Internos do Colônia viviam nus ou vestindo trapos, mesmo com temperaturas baixíssimas.

Ao escrever Holocausto Brasileiro, Daniela Arbex devolve um pouco de dignidade e humanidade aos sobreviventes de Barbacena e traz um pouco de justiça ao relembrar daqueles que morreram. O livro é de uma riqueza histórica por apresentar uma história desconhecida por grande parte da população brasileira e que foi um dos cenários determinantes para surgir movimentos que lutaram e lutam pela reforma da psiquiatria, a exemplo do Antimanicomial.

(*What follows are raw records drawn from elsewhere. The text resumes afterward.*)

PR #572, opened 2020-11-23
Call clang directly when cross-compiling from Windows to Android

maxded:
On Windows, the Android clang compiler is provided as a `.cmd` file instead of a `.exe` file. The `.cmd` file is spawned as a process and thus has a command-line limit of around 32000 characters, which you will most likely not reach. However, the `.cmd` launches the `clang.exe`, which results in a command-line limit of around 8200 characters, which larger projects with lots of include directories will easily reach.

As a fix, I've reintroduced response files when compiling from Windows to Android.

### DIFF
--- a/src/lib.rs
+++ b/src/lib.rs
@@ -2120,7 +2120,7 @@ impl Build {
                 for version in 16..=23 {
                     if target.contains(&format!("i686-linux-android{}", version)) {
                         tool.args.push("-mstackrealign".into());
-                    }           
+                    }
                 }
 
                 Some(true)
--- a/src/lib.rs
+++ b/src/lib.rs
@@ -2117,6 +2117,8 @@ impl Build {
                 tool.path.set_extension("exe");
                 tool.args.push(format!("--target={}", target).into());
 
+                // Additionally, shell scripts for target i686-linux-android versions 16 to 24
+                // pass the `mstackrealign` option so we do that here as well.
                 for version in 16..=23 {
                     if target.contains(&format!("i686-linux-android{}", version)) {
                         tool.args.push("-mstackrealign".into());
--- a/src/lib.rs
+++ b/src/lib.rs
@@ -2125,7 +2125,7 @@ impl Build {
                         if version > 15 && version < 25 {
                             tool.args.push("-mstackrealign".into());
                         }
-                    }          
+                    }
                 }
             };
         }
--- a/src/lib.rs
+++ b/src/lib.rs
@@ -2109,9 +2109,9 @@ impl Build {
         // `--target=` ourselves.
         if host.contains("windows") && android_clang_compiler_uses_target_arg_internally(&tool.path)
         {
-            let mut f = || -> Option<bool> {
-                let file_name = tool.path.file_name()?.to_str()?.to_owned();
-                let (target, clang) = file_name.split_at(file_name.rfind("-")?);
+            if let Some(path) = tool.path.file_name() {
+                let file_name = path.to_str().unwrap().to_owned();
+                let (target, clang) = file_name.split_at(file_name.rfind("-").unwrap());
 
                 tool.path.set_file_name(clang.trim_start_matches("-"));
                 tool.path.set_extension("exe");
@@ -2122,10 +2122,7 @@ impl Build {
                         tool.args.push("-mstackrealign".into());
                     }
                 }
-
-                Some(true)
             };
-            f();
         }
 
         // If we found `cl.exe` in our environment, the tool we're returning is
--- a/src/lib.rs
+++ b/src/lib.rs
@@ -2121,11 +2121,11 @@ impl Build {
                 // pass the `mstackrealign` option so we do that here as well.
                 if target.contains("i686-linux-android") {
                     let (_, version) = target.split_at(target.rfind("d").unwrap() + 1);
-                    let version: u32 = version.parse().unwrap();
-
-                    if version > 15 && version < 25 {
-                        tool.args.push("-mstackrealign".into());
-                    }
+                    if let Ok(version) = version.parse::<u32>() {
+                        if version > 15 && version < 25 {
+                            tool.args.push("-mstackrealign".into());
+                        }
+                    }          
                 }
             };
         }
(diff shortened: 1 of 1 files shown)


alexcrichton:
Thanks for the PR!

I was hoping it wouldn't come to this though since response files were just removed in https://github.com/alexcrichton/cc-rs/pull/564. Is there any way to reasonably shorten the command line for your project? Or perhaps consider this a bug for Android that we can spawn the process but it can't spawn a subprocess?

maxded:
Good point! Was unsure myself whos responsibility this was to "fix". As shortening the command line for my project is not possible I've come up with a second, better, solution. 

All the `.cmd` files do on Windows is call the main clang binary with the proper `--target` argument. As all that data is known to us we can construct this ourselves and call the main clang binary directly. :)

alexcrichton:
Seems like a nice strategy if we can get it to work! I think though that one of the purposes of https://github.com/alexcrichton/cc-rs/pull/495 is that the wrapper scripts pass a different `--target` than rustc, and that's intentional for the compilation of the C code?

maxded:
Yes they do pass a different `--target`, which instead of having the shell script pass it, I construct the proper `--target` myself and call clang directly. 

A call to the `aarch64-linux-android21-clang.cmd` shell script internally calls clang.exe with `--target=aarch64-linux-android21`. Basically, the proper _target_ and _clang_ "version" (clang or clang++) is in the `.cmd` file name. So by extracting those ourselves we can call clang.exe or clang++.exe directly.

On Windows, I've checked _all_ `.cmd` files and being able to extract the the proper `--target` is true for all of them! The i686-linux-android16 to 24 `.cmd` files also add the `-mstackrealign` argument, which I've done as well. 

So unless I'm misunderstanding or missing something I think we're good to go. :)

src/lib.rs
```diff
@@ -2096,6 +2096,38 @@ impl Build {
...
+
+                for version in 16..=23 {
+                    if target.contains(&format!("i686-linux-android{}", version)) {
+                        tool.args.push("-mstackrealign".into());
+                    }
+                }
+
+                Some(true)
+            };
+            f();
```
alexcrichton, line 2128: I think the inner closure should be ok here to remove, it's fine to just have one `if let` for the `file_name` binding and avoid the closure business.

src/lib.rs
```diff
@@ -2096,6 +2096,38 @@ impl Build {
...
+                let file_name = tool.path.file_name()?.to_str()?.to_owned();
+                let (target, clang) = file_name.split_at(file_name.rfind("-")?);
+
+                tool.path.set_file_name(clang.trim_start_matches("-"));
+                tool.path.set_extension("exe");
+                tool.args.push(format!("--target={}", target).into());
+
+                for version in 16..=23 {
+                    if target.contains(&format!("i686-linux-android{}", version)) {
+                        tool.args.push("-mstackrealign".into());
```
alexcrichton, line 2122: Is this what the current scripts do? Is there a reason to perhaps not pass this unconditionally? (I have no idea what this flag does)

maxded: Yea that's what the scripts do. Only the `i686-linux-android16-23` have the `-mstackrealign` option added in the script, which force realigns the stack at entry of every function. Don't think we want to do that unconditionally as I am not sure what the flag does as well.

alexcrichton: Hm ok, can you add a comment for why this arg is added? Also, is 23 the latest version? Or do newer versions not require this argument?

maxded: Newer versions do not require the arguments

alexcrichton: Hm ok, in that case could this perhaps be tweaked a bit differently to instead of looping over versions to instead take a look at the target and try to parse a version at the end? If this no longer happens then this is basically just handling older historical compilers then.

maxded: Done!

alexcrichton:
👍 

Thanks again!

Android-Distance:
```rust
// build.rs
extern crate cc;

fn main() {
    let tool = build.get_compiler();
    println!("{:#?}", tool);
    build.file("src/core.c")
        .compile("core");
}

```

```bash
D:\XXX\demo>cargo build --release --target i686-linux-android
   Compiling demo v0.1.0 (D:\Development\WorkSpace\clion\rust\study\demo)
error: failed to run custom build command for `demo v0.1.0 (D:XXX\demo)`

Caused by:
  process didn't exit successfully: `D:\XXX\demo\target\release\build\demo-eaac7e9af5279e16\build-s
cript-build` (exit code: 1)
  --- stdout
  OPT_LEVEL = Some("3")
  TARGET = Some("i686-linux-android")
  HOST = Some("x86_64-pc-windows-msvc")
  CC_i686-linux-android = None
  CC_i686_linux_android = None
  TARGET_CC = None
  CC = None
  CFLAGS_i686-linux-android = None
  CFLAGS_i686_linux_android = None
  TARGET_CFLAGS = None
  CFLAGS = None
  CRATE_CC_NO_DEFAULTS = None
  DEBUG = Some("false")
  Tool {
      path: "clang.exe",
      cc_wrapper_path: None,
      cc_wrapper_args: [],
      args: [
          "--target=i686-linux-android",
          "-O3",
          "-DANDROID",
          "-ffunction-sections",
          "-fdata-sections",
          "-fPIC",
          "--target=i686-linux-android",
          "-Wall",
          "-Wextra",
      ],
      env: [],
      family: Clang,
      cuda: false,
      removed_args: [],
  }
  running: "clang.exe" "--target=i686-linux-android" "-O3" "-DANDROID" "-ffunction-sections" "-fdata-sections" "-fPIC" "--target=i686-linux-android" "-Wall" "-Wextra" "-o" "D:XXX\\demo\\target\\i686-linux-android\\release\\build\\demo-0d1113bc106cefdd\\out\\src/ffi/core.o" "-c" "src/ffi/core.c"

  --- stderr


  error occurred: Failed to find tool. Is `clang.exe` installed? (see https://github.com/alexcrichton/cc-rs#compile-time-requirements for help)
```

“O fato é que a história do Colônia é a nossa história. Ela representa a vergonha da omissão coletiva que faz mais e mais vítimas no Brasil. Os campos de concentração vão além de Barbacena. Estão de volta nos hospitais públicos lotados que continuam a funcionar precariamente em muitas outras cidades brasileiras. Multiplicam-se nas prisões, nos centros de socioeducação para adolescentes em conflito com a lei, nas comunidades à mercê do tráfico. O descaso diante da realidade nos transforma em prisioneiros dela. Ao ignorá-la, nos tornamos cúmplices dos crimes que se repetem diariamente diante de nossos olhos. Enquanto o silêncio acobertar a indiferença, a sociedade continuará avançando em direção ao passado da barbárie. É tempo de escrever uma nova história e de mudar o final.”


Sinopse:

Neste livro-reportagem fundamental, a premiada jornalista Daniela Arbex resgata do esquecimento um dos capítulos mais macabros da nossa história: a barbárie e a desumanidade praticadas, durante a maior parte do século XX, no maior hospício do Brasil, conhecido por Colônia, situado na cidade mineira de Barbacena. Ao fazê-lo, a autora traz à luz um genocídio cometido, sistematicamente, pelo Estado brasileiro, com a conivência de médicos, funcionários e também da população, pois nenhuma violação dos direitos humanos mais básicos se sustenta por tanto tempo sem a omissão da sociedade. Pelo menos 60 mil pessoas morreram entre os muros da Colônia. Em sua maioria, haviam sido internadas à força. Cerca de 70% não tinham diagnóstico de doença mental. Eram epiléticos, alcoólatras, homossexuais, prostitutas, gente que se rebelava ou que se tornara incômoda para alguém com mais poder. Eram meninas grávidas violentadas por seus patrões, esposas confinadas para que o marido pudesse morar com a amante, filhas de fazendeiros que perderam a virgindade antes do casamento, homens e mulheres que haviam extraviado seus documentos. Alguns eram apenas tímidos. Pelo menos 33 eram crianças.

Curiosidades:

Aclamado pelo público e vencedor do segundo lugar na categoria livro-documentário do prêmio Jabuti e ganhador do APCA de melhor livro reportagem e do Lorenzo Natali (Bélgica), a obra também foi adaptada como documentário e lançado pela HBO em 40 países.